▶ _WHAT YOU WILL DO_: Restate exactly the lines from the top of the listing below to the line containing "Nice catch, thanks!"; the remaining lines are not wanted.

▶ _RECORDS FOR PROCESSING_:
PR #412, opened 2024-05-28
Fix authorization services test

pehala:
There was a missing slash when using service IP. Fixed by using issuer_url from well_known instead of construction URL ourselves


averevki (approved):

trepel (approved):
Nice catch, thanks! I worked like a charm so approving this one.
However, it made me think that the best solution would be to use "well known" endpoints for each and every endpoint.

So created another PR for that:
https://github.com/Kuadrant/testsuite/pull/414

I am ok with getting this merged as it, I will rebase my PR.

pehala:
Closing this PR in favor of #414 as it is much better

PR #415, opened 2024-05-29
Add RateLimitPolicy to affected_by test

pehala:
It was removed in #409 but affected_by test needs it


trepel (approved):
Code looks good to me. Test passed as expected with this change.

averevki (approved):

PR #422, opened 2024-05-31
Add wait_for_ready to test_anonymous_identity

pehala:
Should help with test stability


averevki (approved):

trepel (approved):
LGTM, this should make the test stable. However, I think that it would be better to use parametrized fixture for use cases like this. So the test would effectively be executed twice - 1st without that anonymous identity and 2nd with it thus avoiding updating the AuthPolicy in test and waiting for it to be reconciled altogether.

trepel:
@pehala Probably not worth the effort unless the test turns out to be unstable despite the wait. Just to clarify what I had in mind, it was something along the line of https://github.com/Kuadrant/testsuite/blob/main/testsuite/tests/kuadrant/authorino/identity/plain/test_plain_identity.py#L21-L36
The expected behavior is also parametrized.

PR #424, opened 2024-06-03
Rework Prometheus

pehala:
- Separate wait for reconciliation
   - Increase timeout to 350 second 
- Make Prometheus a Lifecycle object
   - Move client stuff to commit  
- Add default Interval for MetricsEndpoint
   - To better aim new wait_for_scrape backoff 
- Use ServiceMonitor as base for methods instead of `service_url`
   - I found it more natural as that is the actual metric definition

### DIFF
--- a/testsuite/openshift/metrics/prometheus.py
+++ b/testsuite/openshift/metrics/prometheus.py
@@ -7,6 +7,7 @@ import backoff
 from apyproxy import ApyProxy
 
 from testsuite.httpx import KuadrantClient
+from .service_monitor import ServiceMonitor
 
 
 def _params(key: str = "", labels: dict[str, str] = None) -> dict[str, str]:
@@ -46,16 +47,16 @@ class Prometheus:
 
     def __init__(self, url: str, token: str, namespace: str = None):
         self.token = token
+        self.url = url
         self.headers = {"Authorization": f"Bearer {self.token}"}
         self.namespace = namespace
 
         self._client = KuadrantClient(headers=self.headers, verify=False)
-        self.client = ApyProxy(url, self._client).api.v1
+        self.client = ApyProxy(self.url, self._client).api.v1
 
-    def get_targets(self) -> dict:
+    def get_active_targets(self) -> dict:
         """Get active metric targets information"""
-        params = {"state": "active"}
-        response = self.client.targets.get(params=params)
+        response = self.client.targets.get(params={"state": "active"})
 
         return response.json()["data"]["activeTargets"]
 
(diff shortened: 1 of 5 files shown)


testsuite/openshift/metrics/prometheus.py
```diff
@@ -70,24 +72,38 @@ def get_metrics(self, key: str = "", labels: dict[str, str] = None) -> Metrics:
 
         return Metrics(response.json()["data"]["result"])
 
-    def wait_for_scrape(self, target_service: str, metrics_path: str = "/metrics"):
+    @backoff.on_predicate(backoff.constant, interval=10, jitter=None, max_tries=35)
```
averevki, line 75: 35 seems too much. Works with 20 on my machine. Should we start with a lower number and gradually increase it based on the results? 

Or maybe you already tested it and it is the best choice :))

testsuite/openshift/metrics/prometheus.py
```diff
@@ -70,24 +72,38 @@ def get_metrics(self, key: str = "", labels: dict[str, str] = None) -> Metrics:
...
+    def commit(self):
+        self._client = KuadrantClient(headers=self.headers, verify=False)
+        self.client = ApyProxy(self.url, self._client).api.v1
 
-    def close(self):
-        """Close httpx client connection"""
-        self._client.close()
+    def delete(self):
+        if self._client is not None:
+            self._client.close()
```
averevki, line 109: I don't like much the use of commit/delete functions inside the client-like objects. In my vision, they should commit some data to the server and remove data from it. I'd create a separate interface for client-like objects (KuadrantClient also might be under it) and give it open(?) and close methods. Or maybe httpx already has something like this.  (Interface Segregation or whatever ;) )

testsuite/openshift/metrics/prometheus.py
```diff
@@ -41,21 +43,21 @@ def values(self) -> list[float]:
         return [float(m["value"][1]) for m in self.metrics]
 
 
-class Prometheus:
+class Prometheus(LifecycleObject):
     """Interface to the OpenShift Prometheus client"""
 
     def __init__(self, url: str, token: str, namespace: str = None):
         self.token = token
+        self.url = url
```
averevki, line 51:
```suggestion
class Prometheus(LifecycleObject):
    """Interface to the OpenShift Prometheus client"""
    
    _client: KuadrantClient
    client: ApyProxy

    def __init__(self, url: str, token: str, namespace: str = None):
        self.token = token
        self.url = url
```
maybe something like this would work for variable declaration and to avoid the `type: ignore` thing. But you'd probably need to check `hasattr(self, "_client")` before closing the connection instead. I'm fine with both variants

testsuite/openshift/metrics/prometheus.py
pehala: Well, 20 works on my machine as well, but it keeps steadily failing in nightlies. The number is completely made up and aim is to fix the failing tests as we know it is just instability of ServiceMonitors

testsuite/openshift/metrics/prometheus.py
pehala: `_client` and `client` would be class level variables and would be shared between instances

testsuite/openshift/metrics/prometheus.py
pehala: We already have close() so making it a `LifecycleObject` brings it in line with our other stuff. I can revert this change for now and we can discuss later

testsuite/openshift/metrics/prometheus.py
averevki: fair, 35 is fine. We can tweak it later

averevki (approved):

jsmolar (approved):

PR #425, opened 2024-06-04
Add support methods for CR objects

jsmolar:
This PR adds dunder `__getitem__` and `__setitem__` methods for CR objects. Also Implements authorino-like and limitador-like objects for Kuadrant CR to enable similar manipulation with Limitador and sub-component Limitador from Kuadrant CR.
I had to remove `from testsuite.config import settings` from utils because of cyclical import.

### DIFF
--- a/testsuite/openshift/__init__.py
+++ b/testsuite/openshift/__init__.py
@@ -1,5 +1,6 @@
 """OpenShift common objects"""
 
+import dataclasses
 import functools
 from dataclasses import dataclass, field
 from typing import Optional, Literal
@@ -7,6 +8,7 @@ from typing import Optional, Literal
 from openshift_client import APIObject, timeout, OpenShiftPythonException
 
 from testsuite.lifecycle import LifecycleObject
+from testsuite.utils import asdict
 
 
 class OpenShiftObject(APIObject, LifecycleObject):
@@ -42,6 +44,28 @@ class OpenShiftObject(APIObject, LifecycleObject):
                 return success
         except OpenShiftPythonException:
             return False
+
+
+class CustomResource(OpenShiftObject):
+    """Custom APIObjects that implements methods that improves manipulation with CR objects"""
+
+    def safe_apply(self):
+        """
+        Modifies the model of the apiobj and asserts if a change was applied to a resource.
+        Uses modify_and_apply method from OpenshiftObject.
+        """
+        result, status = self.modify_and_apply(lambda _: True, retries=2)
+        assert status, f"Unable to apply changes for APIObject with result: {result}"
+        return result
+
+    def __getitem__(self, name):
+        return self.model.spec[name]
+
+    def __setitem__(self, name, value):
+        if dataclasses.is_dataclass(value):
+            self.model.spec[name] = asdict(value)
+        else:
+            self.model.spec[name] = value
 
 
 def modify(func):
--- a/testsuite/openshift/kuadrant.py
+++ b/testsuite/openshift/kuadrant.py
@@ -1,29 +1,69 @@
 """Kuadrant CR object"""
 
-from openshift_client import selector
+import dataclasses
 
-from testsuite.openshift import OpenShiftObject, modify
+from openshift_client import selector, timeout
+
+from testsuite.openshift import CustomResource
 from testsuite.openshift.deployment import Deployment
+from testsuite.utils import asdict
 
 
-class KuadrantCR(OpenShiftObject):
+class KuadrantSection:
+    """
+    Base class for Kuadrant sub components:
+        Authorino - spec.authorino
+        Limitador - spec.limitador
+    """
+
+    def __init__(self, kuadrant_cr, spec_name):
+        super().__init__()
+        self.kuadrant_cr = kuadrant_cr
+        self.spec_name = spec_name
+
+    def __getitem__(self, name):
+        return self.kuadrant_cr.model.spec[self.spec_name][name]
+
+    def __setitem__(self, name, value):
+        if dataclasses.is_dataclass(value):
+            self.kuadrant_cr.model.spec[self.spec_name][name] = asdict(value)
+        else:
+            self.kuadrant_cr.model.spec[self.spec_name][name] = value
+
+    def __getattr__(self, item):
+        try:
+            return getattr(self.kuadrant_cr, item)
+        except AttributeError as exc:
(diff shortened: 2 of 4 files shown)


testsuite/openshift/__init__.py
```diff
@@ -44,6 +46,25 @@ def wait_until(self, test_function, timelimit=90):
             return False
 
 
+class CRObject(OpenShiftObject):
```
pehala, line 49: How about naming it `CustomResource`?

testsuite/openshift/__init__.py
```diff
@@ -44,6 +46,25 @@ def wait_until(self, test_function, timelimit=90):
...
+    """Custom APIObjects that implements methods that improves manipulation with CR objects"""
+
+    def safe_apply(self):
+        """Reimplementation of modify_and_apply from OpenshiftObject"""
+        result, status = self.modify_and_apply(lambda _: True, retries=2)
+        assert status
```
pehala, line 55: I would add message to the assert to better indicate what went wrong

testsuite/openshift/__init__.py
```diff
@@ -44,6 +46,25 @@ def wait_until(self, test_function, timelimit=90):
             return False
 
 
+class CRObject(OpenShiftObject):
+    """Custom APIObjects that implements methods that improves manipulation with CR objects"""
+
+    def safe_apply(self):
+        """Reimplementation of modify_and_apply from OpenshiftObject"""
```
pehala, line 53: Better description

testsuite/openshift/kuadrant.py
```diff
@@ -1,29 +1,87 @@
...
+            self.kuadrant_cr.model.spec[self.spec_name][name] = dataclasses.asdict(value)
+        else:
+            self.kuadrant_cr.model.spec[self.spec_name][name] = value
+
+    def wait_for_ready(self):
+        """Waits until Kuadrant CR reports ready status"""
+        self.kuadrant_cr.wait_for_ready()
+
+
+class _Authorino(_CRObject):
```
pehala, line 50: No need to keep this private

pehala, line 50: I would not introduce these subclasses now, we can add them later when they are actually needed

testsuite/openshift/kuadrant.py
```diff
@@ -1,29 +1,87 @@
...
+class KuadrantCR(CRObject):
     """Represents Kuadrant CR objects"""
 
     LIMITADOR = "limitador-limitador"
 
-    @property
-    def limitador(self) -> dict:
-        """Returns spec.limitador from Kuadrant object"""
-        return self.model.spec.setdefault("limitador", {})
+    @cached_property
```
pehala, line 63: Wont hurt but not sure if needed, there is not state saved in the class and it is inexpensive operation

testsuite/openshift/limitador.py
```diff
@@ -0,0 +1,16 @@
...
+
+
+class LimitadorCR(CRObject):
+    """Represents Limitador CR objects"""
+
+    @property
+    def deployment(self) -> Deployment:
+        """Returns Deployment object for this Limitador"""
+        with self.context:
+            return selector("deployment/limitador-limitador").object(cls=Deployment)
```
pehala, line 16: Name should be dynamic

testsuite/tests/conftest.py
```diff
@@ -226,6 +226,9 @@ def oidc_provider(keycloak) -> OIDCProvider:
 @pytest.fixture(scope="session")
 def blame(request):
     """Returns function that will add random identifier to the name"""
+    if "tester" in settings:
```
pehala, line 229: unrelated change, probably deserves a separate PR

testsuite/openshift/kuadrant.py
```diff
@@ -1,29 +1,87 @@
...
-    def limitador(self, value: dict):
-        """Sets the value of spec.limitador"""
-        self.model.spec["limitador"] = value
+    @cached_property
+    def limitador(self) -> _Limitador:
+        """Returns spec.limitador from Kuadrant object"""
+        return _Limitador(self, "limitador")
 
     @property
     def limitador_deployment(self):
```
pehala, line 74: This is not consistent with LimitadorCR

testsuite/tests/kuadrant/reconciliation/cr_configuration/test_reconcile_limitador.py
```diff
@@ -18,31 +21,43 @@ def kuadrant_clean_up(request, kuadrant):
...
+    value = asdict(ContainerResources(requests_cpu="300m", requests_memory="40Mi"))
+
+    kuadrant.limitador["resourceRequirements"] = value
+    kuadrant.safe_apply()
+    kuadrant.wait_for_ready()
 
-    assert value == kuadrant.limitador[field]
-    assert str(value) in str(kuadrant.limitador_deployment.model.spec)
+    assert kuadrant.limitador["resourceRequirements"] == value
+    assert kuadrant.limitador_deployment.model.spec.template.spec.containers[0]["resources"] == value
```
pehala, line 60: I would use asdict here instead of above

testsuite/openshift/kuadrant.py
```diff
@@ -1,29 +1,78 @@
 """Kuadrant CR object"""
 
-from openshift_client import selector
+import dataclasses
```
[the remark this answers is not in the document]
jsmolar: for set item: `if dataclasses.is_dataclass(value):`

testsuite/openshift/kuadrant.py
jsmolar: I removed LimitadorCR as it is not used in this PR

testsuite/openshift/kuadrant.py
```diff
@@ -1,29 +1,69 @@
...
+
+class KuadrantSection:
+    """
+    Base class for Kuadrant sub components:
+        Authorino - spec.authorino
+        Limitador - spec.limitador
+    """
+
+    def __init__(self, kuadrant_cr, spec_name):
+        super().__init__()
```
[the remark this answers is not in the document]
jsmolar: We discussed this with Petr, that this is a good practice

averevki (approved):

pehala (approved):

▶ _ANSWER FOR THIS EXERCISE_:
PR #412, opened 2024-05-28
Fix authorization services test

pehala:
There was a missing slash when using service IP. Fixed by using issuer_url from well_known instead of construction URL ourselves


averevki (approved):

trepel (approved):
Nice catch, thanks! I worked like a charm so approving this one.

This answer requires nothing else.